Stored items
PR #1548, opened 2015-04-21
update to tapestry 5.3.8 and java8 (5.4-beta-31 exists)

based2:


hamiltont:
blocking on changes requested in #1547

zane-techempower:
Looks like this is close, but not quite there. Seems like there is a disagreement between jdk version and target release, in this case it seems like the target is 1.8 i.e. Java8. However the process is using Java7 to try to compile the code.

See: http://stackoverflow.com/questions/28291691/fatal-error-compiling-invalid-target-release-1-8-help-1

msmith-techempower:
Will require `install.sh` to be updated to `fw_depends java8` from java7.

mcocciaTE:
I can get everything to compile when I change source $IROOT/java7.installed it java8 in the setup.sh but it causes all of the tests to give a generic server error back. I'm looking more into why.

mcocciaTE:
I believe the version of maven we use has an issue with java8. If we updated maven to 3.1.1+ it should work.

mcocciaTE:
Updating maven did not seem to work. Poking around more.

based2:
https://maven.apache.org/docs/3.3.3/release-notes.html
https://issues.apache.org/jira/secure/ReleaseNote.jspa?projectId=12316922&version=12332054

mcocciaTE:
So maven ended up working but redis was not. #1684 is my fixes which get everything happy.

PR #1550, opened 2015-04-21
Disable logging in Laravel

bratao:
We get an extra performance if we disable error logging


hamiltont:
> disable error logging

Not sure this is a good idea. Most current frameworks leave the error logging enabled - there's almost zero penalty (for most implementations) if there is nothing to send to the error log, and it's incredibly useful to see what is going wrong if the framework *does* start dumping non-200 responses

bratao:
@hamiltont , That make sense. I just applied some optimization that I used in a real website. Usually bots try some non-existing resources and this was slowing down my system.

PR #6310, opened 2021-01-20
Enable LTO for warp-rust

xfix:
This makes compilation slower, but this isn't a compilation time benchmark, so that's fine.


xfix:
Seems like warp-rust currently doesn't build, so this will update yarte as well.

joanhey:
Aside:
The github-actions need to delete the label `PR: Please Update` when another commit pass the tests.
@ajohnstonTE

ajohnstonTE:
@joanhey This was actually discussed on our end at the time, and we decided to have it require manual review to remove the label. @nbrady-techempower Anything to add to that?

nbrady-techempower:
Yeah, I prefer to leave the label. We could do a separate label, but if I add the label manually for a different reason, I wouldn't want the action to delete it on the next passing test. The label at least gives me, the person who is normally doing all the review, the callout to take a closer look.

*WHAT NEEDS TO BE DONE:* Each line of the data that has the string "techempower" should be returned.

*RESPONSE BELOW:*
zane-techempower:
msmith-techempower:
@joanhey This was actually discussed on our end at the time, and we decided to have it require manual review to remove the label. @nbrady-techempower Anything to add to that?
nbrady-techempower:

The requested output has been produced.